#### Problem statement:
Search each line below for "clean", then return the lines where it appears.

(Stored dataset items)
PR #8535, opened 2026-08-30
Validate delimiter and repeated column_names in ConllConfig

LeSingh1:
### The bug

Two `ConllConfig` arguments reach low-level code before anything validates them, so the resulting error never mentions the argument that is wrong. Both arrive wrapped in `DatasetGenerationError: An error occurred while generating the dataset`:

```python
load_dataset("conll", data_files=path, column_names=["a", "a"])
# caused by KeyError: 'Field "a" exists 2 times in schema'      <- from pa.Table.from_arrays

load_dataset("conll", data_files=path, delimiter="")
# caused by ValueError: empty separator                          <- from str.split("")
```

Neither says `column_names` or `delimiter`.

### The fix

Reject both in `__post_init__`:

```
ValueError: `column_names` has repeated entries: ['a']
ValueError: `delimiter` must not be empty; pass None to split on any whitespace
```

The delimiter message points at `None`, which is the documented way to split on any whitespace, since an empty string is the natural but wrong way to ask for that.

### What I deliberately left alone

Empty `column_names` also produces a wrapped error, but `_generate_tables` already raises a clear "must be a non-empty list" for it, and `test_generate_tables_empty_column_names_raises` asserts it comes from there. I had initially validated it in `__post_init__` too, which moved the raise to construction and broke that test — so I dropped it rather than change the existing expectation. The case is already handled well; only the two above were unguarded.

### Verification

`tests/packaged_modules/test_conll.py` is 17 passed. The three new tests fail on `main` and pass with the change. Loading still works unchanged for the default column names, custom column names, and an explicit `delimiter=" "`.

### DIFF
--- a/src/datasets/packaged_modules/conll/conll.py
+++ b/src/datasets/packaged_modules/conll/conll.py
@@ -65,6 +65,18 @@ class ConllConfig(datasets.BuilderConfig):
     skip_docstart: bool = True
     comment_prefix: Optional[str] = None
 
+    def __post_init__(self):
+        super().__post_init__()
+        # Checked here rather than during generation so the error names the argument
+        # instead of arriving wrapped in a DatasetGenerationError.
+        duplicate_columns = sorted({c for c in self.column_names if self.column_names.count(c) > 1})
+        if duplicate_columns:
+            # Otherwise pa.Table.from_arrays fails with KeyError: Field "x" exists 2 times.
+            raise ValueError(f"`column_names` has repeated entries: {duplicate_columns}")
+        if self.delimiter == "":
+            # str.split("") raises "empty separator", which does not mention delimiter.
+            raise ValueError("`delimiter` must not be empty; pass None to split on any whitespace")
+
 
 class Conll(datasets.ArrowBasedBuilder):
     BUILDER_CONFIG_CLASS = ConllConfig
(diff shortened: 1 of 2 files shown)


src/datasets/packaged_modules/conll/conll.py
```diff
@@ -65,6 +65,18 @@ class ConllConfig(datasets.BuilderConfig):
...
+        super().__post_init__()
+        # Checked here rather than during generation so the error names the argument
+        # instead of arriving wrapped in a DatasetGenerationError.
+        duplicate_columns = sorted({c for c in self.column_names if self.column_names.count(c) > 1})
+        if duplicate_columns:
+            # Otherwise pa.Table.from_arrays fails with KeyError: Field "x" exists 2 times.
+            raise ValueError(f"`column_names` has repeated entries: {duplicate_columns}")
+        if self.delimiter == "":
+            # str.split("") raises "empty separator", which does not mention delimiter.
+            raise ValueError("`delimiter` must not be empty; pass None to split on any whitespace")
```
ebarkhordar, line 78: The same argument applies to the check just below: `column_names=[]` still constructs fine and only fails later at `conll.py:128`, wrapped in the `DatasetGenerationError` this PR exists to avoid.

```
>>> ConllConfig(name="n", column_names=["tokens", "tokens"])
ValueError: `column_names` has repeated entries: ['tokens']
>>> ConllConfig(name="n", column_names=[])
constructed OK, column_names=[]
```

That is your branch at 0a3826d, `pip install -e .` in a clean container.

Moving the non-empty check up beside the other two would cover all three cases, and `_generate_tables` could then drop lines 127 and 128.

PR #8538, opened 2026-08-30
Fix batched JSON record export

Marchematics:
Fix Dataset.to_json(lines=False) when records are written in multiple batches.


Marchematics:
Closing in favor of existing fixes.

Issue #8505, opened 2026-08-23
Request to correct language name for ISO code 'blk' from 'Pa'o Karen' to 'Pa'O'


KhunPhanDuae:
### Describe the bug

Dear Hugging Face Team,

I am writing to request a correction regarding the language display name associated with the ISO 639-3 code `blk` on the platform.

Currently, it is displayed as **"Pa'O Karen"**. However, as a native speaker and local member of the Pa'O community, this terminology is incorrect and does not accurately reflect our self-identification and cultural identity. 

The correct and respectful self-designated name for our language and people is simply **"Pa'O"** (or Pa'O language). The term "Karen" appended to it is an external administrative classification that local native speakers do not accept or use.

Could you please update or provide an option to reflect **"Pa'O"** instead of "Pa'O Karen" for the `blk` language code across the platform? 

Thank you very much for your understanding, respect for indigenous identity, and assistance.

Best regards,
KhunPhanDuae

### Steps to reproduce the bug

<img width="1268" height="640" alt="Image" src="https://github.com/user-attachments/assets/40d8412d-f3ca-4a14-a6e2-475a73a780ee" />

### Expected behavior

Update the display name of the language code blk from "Pa'o Karen" to "Pa'O" (ပအိုဝ်ႏ), as the local native community identifies as Pa'O, not Pa'o Karen.

### Environment info

Not applicable (This is a metadata/terminology correction request, not a software bug).

PR #8540, opened 2026-08-31
Fix language name for ISO code 'blk' (#8505)

raviknce0509:
The `blk` entry listed "Pa'o Karen; Pa'O". Per the request from a native speaker in #8505, "Karen" is an external administrative classification rather than a self-designation, so the entry now uses the self-identified name "Pa'O".

### DIFF
--- a/src/datasets/utils/resources/languages.json
+++ b/src/datasets/utils/resources/languages.json
@@ -802,7 +802,7 @@
     "blh": "Kuwaa",
     "bli": "Bolia",
     "blj": "Bolongan",
-    "blk": "Pa'o Karen; Pa'O",
+    "blk": "Pa'O",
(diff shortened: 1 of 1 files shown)


raviknce0509 (commented):
Fixes #8505

## What
Change the language name for ISO 639-3 code `blk` from "Pa'o Karen; Pa'O" to "Pa'O".

## Why
Per #8505, filed by a native Pa'O speaker: "Karen" is an external administrative
classification, not how the community self-identifies. The entry now carries the
self-designated name.

## How tested
- Data-only change to `src/datasets/utils/resources/languages.json`; no code path altered.
- JSON validated (`json.load`, 8024 entries parse).
- `make quality` passing locally.

PR #8542, opened 2026-09-01
feat(features): add BioSequence and BioStructure decodable features

behroozazarkhalili:
Adds two decodable feature types that store a biological file as bytes and decode it to the biopython object the format describes.

| Type | Module | `decode_example` returns | Serves |
|---|---|---|---|
| `BioSequence` | `features/bio_sequence.py` | `Bio.SeqRecord.SeqRecord` | FASTA #7923, FASTQ #7924, GenBank #7951 |
| `BioStructure` | `features/bio_structure.py` | `Bio.PDB.Structure.Structure` | mmCIF #7925, PDB #7926 |

Both follow the contract `Audio`, `Image`, `Pdf` and `Nifti` already use: storage is `struct<bytes, path>`, `decode=False` returns that struct unchanged, and decoding raises `ImportError` when biopython is absent.

### Why two types

One general type would return a different class depending on which file it was handed, which pushes an isinstance check onto every caller. Five would be one class per file format, but FASTA, FASTQ and GenBank all decode to `SeqRecord` and differ only in the parser, so the format is a field rather than a type. The split follows the boundary biopython itself draws between `Bio.SeqIO` and `Bio.PDB`, which is also where the optional imports divide.

Naming agreed with @lhoestq in https://github.com/huggingface/datasets/pull/7923#issuecomment-5451746802.

### biopython stays optional

Declared as the `bio` extra and probed through `config.BIOPYTHON_AVAILABLE`, which checks the import name `Bio` rather than the distribution name `biopython`. Users who never touch biological data pay nothing: the availability flag is a `find_spec` call, and the lazy isinstance dispatch in `_cast_to_python_objects` is additionally guarded on `"Bio" in sys.modules`, so having the package installed never forces the import.

### Registration

Registered everywhere the other decodable features are, so a dataset carrying one survives a round trip through `dataset_info.json`: the `FeatureType` union, the `_FEATURE_TYPES` registry, `features/__init__.py`, the object dispatch that encodes a live `SeqRecord` or `Structure` passed straight to `Dataset.from_dict`, and the docs under `main_classes.mdx`.

### Verification

- 22 tests in `tests/features/test_bio.py`, covering storage type, encoding from path, bytes and dict, the `decode=False` path, `flatten`, `cast_storage`, and the `Features.to_dict` round trip for both types without biopython present, plus decoding to `SeqRecord` and `Structure` when it is.
- Confirmed the tests fail without the implementation (`ImportError: cannot import name 'BioSequence'`) before making them pass.
- `tests/features/test_bio.py` + `tests/features/test_features.py`: 222 passed, 3 skipped, no regressions.
- `ruff check` and `ruff format` clean.

This is the foundation for the five bio-format loaders; wiring each loader to these types follows in their own PRs.

### DIFF
--- a/docs/source/package_reference/main_classes.mdx
+++ b/docs/source/package_reference/main_classes.mdx
@@ -293,6 +293,14 @@ Dictionary with split names as keys ('train', 'test' for example), and `Iterable
 
 [[autodoc]] datasets.Nifti
 
+### BioSequence
+
+[[autodoc]] datasets.BioSequence
+
+### BioStructure
+
+[[autodoc]] datasets.BioStructure
+
 ## Filesystems
 
 [[autodoc]] datasets.filesystems.is_remote_filesystem
--- a/setup.py
+++ b/setup.py
@@ -219,6 +219,8 @@ DOCS_REQUIRE = [
 
 PDFS_REQUIRE = ["pdfplumber>=0.11.4"]
 
+BIO_REQUIRE = ["biopython>=1.80"]
+
 NIBABEL_REQUIRE = ["nibabel>=5.3.2", "ipyniivue==2.4.2"]
 
 ICEBERG_REQUIRE = ["pyiceberg>=0.7.0"]
@@ -241,6 +243,7 @@ EXTRAS_REQUIRE = {
     "benchmarks": BENCHMARKS_REQUIRE,
     "docs": DOCS_REQUIRE,
     "pdfs": PDFS_REQUIRE,
+    "bio": BIO_REQUIRE,
     "nibabel": NIBABEL_REQUIRE,
     "iceberg": ICEBERG_REQUIRE,
 }
--- a/src/datasets/config.py
+++ b/src/datasets/config.py
@@ -139,6 +139,8 @@ IS_MP3_SUPPORTED = True
 TORCHCODEC_AVAILABLE = importlib.util.find_spec("torchcodec") is not None
 TORCHVISION_AVAILABLE = importlib.util.find_spec("torchvision") is not None
 PDFPLUMBER_AVAILABLE = importlib.util.find_spec("pdfplumber") is not None
+# biopython is imported as ``Bio`` (the PyPI package name is ``biopython``).
+BIOPYTHON_AVAILABLE = importlib.util.find_spec("Bio") is not None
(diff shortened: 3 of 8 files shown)


behroozazarkhalili:
Follow-up after a second review pass. Head is ea2682125.

- `encode_bio_structure` wrote mmCIF for every format string other than exactly `"pdb"`, while `decode_example` accepted only `"pdb"` and `"mmcif"`, so `BioStructure(format="PDB")` stored bytes that could never be read back. Encode and decode now share one `(parser, writer)` table and the format is validated in `__post_init__`.
- `string_to_dict` returns `None` for a non-Hub URL, so the `except ValueError` in both `decode_example` methods never ran and a plain https or s3 path raised `TypeError`. Token resolution is one helper shared by decode and embed, with the `None` check the embed path already had.
- The shared embed helper masked on `bytes_array.is_null()`, nulling a path-only row when embedding was disabled; it masks on the input row now, as `Image` does.

Tests: 30 in `tests/features/test_bio.py`, ruff clean. `pdf.py:158` upstream has the same dead `except ValueError`; happy to open a separate issue for it.

behroozazarkhalili:
CI note: the full upstream workflow (ubuntu and windows, py3.10 to 3.14, minimum and latest deps) passed on this exact head (794afb4cf) on my fork: https://github.com/behroozazarkhalili/datasets/actions/runs/33911204131. Approving the workflow run here should be a formality.

lhoestq (approved):
lgtm !

lhoestq:
Merging this one ! feel free to adapt the five loaders https://github.com/huggingface/datasets/pull/7951, https://github.com/huggingface/datasets/pull/7923, https://github.com/huggingface/datasets/pull/7924, https://github.com/huggingface/datasets/pull/7925 and https://github.com/huggingface/datasets/pull/7926

behroozazarkhalili:
Thanks for the review! The only red check here is `test_delete_from_hub`, a hub-ci read timeout; the full workflow passed on this same commit (794afb4cf) on my fork: https://github.com/behroozazarkhalili/datasets/actions/runs/33911204131. Once this lands I'll rebase the five loader PRs onto it and switch them to `BioSequence` / `BioStructure`.

apcamargo:
A quick question: I understand that `biopython` is optional for installing `datasets`, but is it also optional if I want to parse a FASTA file?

#### The completed task:
That is your branch at 0a3826d, `pip install -e .` in a clean container.
- `ruff check` and `ruff format` clean.
Tests: 30 in `tests/features/test_bio.py`, ruff clean. `pdf.py:158` upstream has the same dead `except ValueError`; happy to open a separate issue for it.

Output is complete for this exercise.